GIVEN ENTRIES

PR #2013, opened 2026-09-22
[smolvla] Use the C++ LayerNorm kernel and unrolled loop tiling for the fused ELFs

vule20:
## Problem

Profiling `llms/smolvla`'s SigLIP vision encoder on NPU2 turned up two separate inefficiencies in how the
fused vision ELFs run:

1. **LayerNorm is latency-bound.** The stock `air.api` LayerNorm loop spends ~2700 cycles per row, almost
   all of it latency: it walks a 768-element row in 16-lane steps, chaining two f32 reductions through an
   L1 scratch buffer before an epilogue, one row at a time across 8 tiles. Batching rows per DMA doesn't
   help (581/582/583 us for 1/4/8 rows) — the cost is compute latency, not data transfer, so a C++ kernel
   that overlaps independent rows' reduction chains is the fix (added separately as #2007, now merged).
2. **The fused ELFs' loop tiling was too coarse.** `runtime_loop_tiling_sizes` controls how much of a
   GEMM's launch-iteration loop is unrolled into the ELF's control stream, and dispatch time tracks that
   stream's size (the firmware parses it on every launch). The default `2,2` leaves `vit_o_ffn`'s control
   stream at 830 KB; a wider tiling shrinks it and speeds up every dispatch.

## Change

Two changes to how the vision ELFs are built, both environment-selectable through a new `smolvla_fuse.py`:

1. **LayerNorm** (`SMOLVLA_LN_EXT`, default `1`): LN1 (`vit_ln_qkv`), LN2 (`vit_o_ffn`) and the
   post-LayerNorm use the C++ row kernel from #2007 (`0` keeps the old `air.api` loop).
2. **Loop tiling** (`SMOLVLA_OFFN_TILING`, `SMOLVLA_LNQKV_TILING`, default `12,6`): `runtime_loop_tiling_sizes`
   of the two fused ELFs, previously `2,2` — `12,6` matches the launch grids' own extents, so the loop is
   fully unrolled.

## Why `12,6`

`vit_o_ffn`, batched over the three camera images (standalone ELF, avg of 60 runs):

| tiling | control stream | `vit_o_ffn` |
|---|---:|---:|
| 1,1 | 1252 KB | 12.0 ms |
| 2,2 (before) | 830 KB | 9.40 ms |
| 4,4 | 748 KB | 8.6-9.0 ms |
| 6,6 and up | 715 KB (fully unrolled) | 8.4-8.7 ms |
| **12,6** (the launch grids' own extents) | 715 KB | **8.43 ms** |

`vit_ln_qkv` alone: 3188 us at `2,2`, 2689 us at `12,6`. `12,6` is at or near the best of every value tried
(`6,3`, `12,3`, `8,8`, `12,12` were within noise of it). `omit_pingpong=all` was tried too and is far worse
(13 ms), so that stays off.

## Cache

The ELFs bake both choices in, and the kernel cache isn't keyed on sources, so they're part of the cache
directory name (`build/vision_kernel_cache_ln_o12x6_q12x6`) — a cache built with other settings is never
reused. **The first run after this change compiles the ELFs (about two minutes).** A setting left at its
old default adds nothing to the name.

## Correctness

- `make verify` passes with the defaults: cosine 0.99933, nMSE 0.00698, max_abs 0.0329 (before: 0.99853,
  0.00578, 0.0317; gate is cosine >= 0.99, nMSE <= 0.04). The C++ LayerNorm kernel isn't bit-identical to
  the `air.api` one (different f32 reduction order), so individual metrics move a little in both directions
  — always within gate, and closer to it in aggregate here.
- The tiling change on its own is bit-identical: at `12,6` the action chunk matches `2,2` to 16 digits
  (cosine 0.9993277192115784 in both).
- Both `SMOLVLA_LN_EXT=0` and `2,2` (the old defaults) still build and pass — checked while developing, so
  the change is a pure opt-in that doesn't remove the old path.

## Performance

NPU2 (Ryzen AI MAX+ 395), NPU `pmode=turbo`, CPU governor/EPP `performance`, `make profile`, 3 alternating
rounds x 15 reps, this branch vs unmodified `main`:

| | main | this PR |
|---|---:|---:|
| end to end, NPU vision + CPU rest | 587.8 ms | 558.0 ms (-5.1%) |
| vision stage, 3 images | 315.6 ms | 287.6 ms |
| NPU device time per image | 94.5 ms | 85.3 ms (-9.7%) |
| `vit_ln_qkv` per image | 18.5 ms | 14.5 ms (-22%) |
| `vit_o_ffn` per image | 42.0 ms | 37.1 ms (-12%) |
| `flash_attn` per image | 32.1 ms | 26.41 ms ( thanks to #2006 |

Every round of this PR (553 / 566 / 555 ms) is below every round of `main` (590 / 590 / 584 ms). Pure CPU
was 533 ms in that session, so the NPU path is still slightly slower than CPU on this machine (0.956x vs
`main`'s 0.908x) — closing that gap further is what #2006 (FlashAttention) and future work target.

## Not covered

- I ran `make compile` / `verify` / `profile` directly, not through `lit`.
- Only NPU2 (Strix Halo) was measured; the tiling values were chosen by measurement on this machine.
- `12,6` is tied to the current shapes (batch of 3 images x 1024 tokens): the launch grids are 12 x
  `{2,6}`. Other batch sizes would want their own values, hence the environment overrides.
- A related silent-miscompile finding for non-all-ones tilings on a launch with three grid dimensions
  (this PR doesn't use one) is written up in a separate issue, not filed yet.


erwei-xilinx (commented):
The measurements are convincing, and reusing the `ext=` path from #2007 is the right call. Five things I'd like addressed before this merges.

**1. The description covers two changes, but the branch contains three.** Commits `ab8ac01` and `755dfcf` add `_build_launch_q_in_segment` and the `SMOLVLA_FA_QSEG` flag, which together account for 380 of the 477 added lines and are not mentioned anywhere in the PR body. Please either split them into their own PR or describe them here — as it stands, anyone reviewing from the description will miss most of the diff.

**2. `_build_launch_q_in_segment` duplicates `build_launch` almost entirely.** 244 of its 334 lines are identical, including the full softmax chain and the cascade merge. Your docstring says only the schedule differs, and that is borne out by the code: the grid changes and the segment and herd bodies gain an `air.sequential` wrapper. That is a parameter rather than a second function. Since this design was modified twice in the past week (#2006, #2014), keeping two copies means every future fix has to be applied twice, with nothing to catch it when one of them is missed.

**3. A comment now contradicts the code it sits above.** `smolvla_vision_encoder.py:114` still states that drain herds require `runtime_loop_tiling_sizes=[2,2]` for BD-ID recycling, immediately above the two functions this PR changes to `12,6`. The same claim appears in `o_ffn_multi.py:232` and `:551`. If the explanation is that `12,6` unrolls the loop completely and leaves no BD IDs to recycle, that is worth stating explicitly, and all three comments should be corrected.

**4. `12,6` can be computed rather than hardcoded.** The PR describes it as the launch grids' own extents, and `smolvla_vision_builders.py:276` already has `tile_m` and `tile_n` from the registry spec, with `herd_m` and `herd_n` available as parameters. Deriving the value there, and keeping the environment variables as an override, would decouple the change from `VISION_N_IMAGES == 3`.

**5. Smaller points.** `SMOLVLA_FA_QSEG` is read in two separate places even though `smolvla_fuse.py` exists to prevent that. `LN_ROWS` is baked into the ELF but absent from the cache key, so changing it would silently reuse a stale cache. Nothing exercises the smolvla side or the `SMOLVLA_LN_EXT=0` fallback, so that path will quietly rot. I'd also like the three-dimensional-grid miscompile you mention to be filed before this knob is raised.

vule20:
Thanks for the review. Now addressed all five in three new commits (`5da546cf`, `d8fb8b2a`, `018b7c0a`).

1. Rewrote the PR description to cover all three commits, including the FA q-in-segment schedule and the
   `SMOLVLA_FA_QSEG` wiring.

2. `5da546cf` extracts the byte-identical pieces of the two functions — kernel externs, DMA/cascade channel
   declarations, Q/K/V/GP tensor declarations, and the cascade-merge compute — into four shared helpers
   (`_declare_flash_kernels`, `_declare_flash_channels`, `_declare_flash_tensors`, `_make_cascade_merge`),
   called from both `build_launch` and `_build_launch_q_in_segment`. I kept the causal-masking machinery and
   the actual loop-nesting (launch-grid axis vs. `air.sequential`) separate, since that genuinely is a
   different schedule rather than duplication — merging it would trade a real win for a much riskier merge
   of different control flow.

   Verified this is a pure mechanical extraction: printed the MLIR module before/after at 6 configs
   (default, causal, GQA, q_in_segment, GQA + q_in_segment, and an odd cascade-stage shape) and diffed —
   byte-for-byte identical at every one. Also re-ran this file's two lit tests' underlying commands on real
   NPU2 hardware after the refactor (default schedule and GQA 12q/6kv q_in_segment); both `PASS!`.

3. Your read was right — `12,6` fully unrolls the GEMMs' runtime loops (>= their own grid extent), which is
   exactly what avoids needing BD-ID recycling; `[2,2]` only needs it because it's smaller than the extent.
   Traced this through `AIRDependencyScheduleOpt`'s `findLargestFactor(tripCount, requested)` to confirm the
   mechanism, then rewrote the comment in all three places (backbone `o_ffn_multi.py` docstring + inline,
   and the SmolVLA encoder) to say so explicitly instead of stating `[2,2]` as a flat requirement.

4. `018b7c0a` adds `vit_ln_qkv_runtime_tiling` / `vit_o_ffn_runtime_tiling` in
   `smolvla_vision_builders.py`, right where you pointed (`tile_m`/`tile_n` from the registry spec,
   `herd_m`/`herd_n` as parameters): `grid_m = M // (tile_m * herd_m)`, `grid_n = max` across the ELF's GEMM
   slices of `N // (tile_n * herd_n)`. Confirmed it reproduces `[12, 6]` from the current shapes with no
   hardcoding. `SMOLVLA_OFFN_TILING` / `SMOLVLA_LNQKV_TILING` are override-only now.
   
   5. Same commit:
   - `SMOLVLA_FA_QSEG` is now read once (`FA_Q_IN_SEGMENT` in `smolvla_fuse.py`), imported by both the
     compile path and the cache-dir naming.
   - `LN_ROWS` is now in the cache-dir suffix (`_r{LN_ROWS}`, guarded on `LN_EXT` since it's a no-op
     otherwise).
   - Smoke-tested `SMOLVLA_LN_EXT=0` and `SMOLVLA_FA_QSEG=1` — both build clean via `make compile` with
     correctly-distinct cache directories. Didn't add these as automated lit tests, which is a real gap I'm
     leaving open rather than papering over — happy to follow up with that separately if you'd like it in
     this PR instead.
   - The 3-D grid miscompile: writing it up as its own issue now, will link it here once filed.

Please let me know if any further changes are needed.

erwei-xilinx (approved):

WHAT THIS TASK INVOLVES
Take the lines from the first line of the listing up to and including the line with "L1 scratch buffer" and give them again exactly.

RESPONSE TO THIS TASK
PR #2013, opened 2026-09-22
[smolvla] Use the C++ LayerNorm kernel and unrolled loop tiling for the fused ELFs

vule20:
## Problem

Profiling `llms/smolvla`'s SigLIP vision encoder on NPU2 turned up two separate inefficiencies in how the
fused vision ELFs run:

1. **LayerNorm is latency-bound.** The stock `air.api` LayerNorm loop spends ~2700 cycles per row, almost
   all of it latency: it walks a 768-element row in 16-lane steps, chaining two f32 reductions through an
   L1 scratch buffer before an epilogue, one row at a time across 8 tiles. Batching rows per DMA doesn't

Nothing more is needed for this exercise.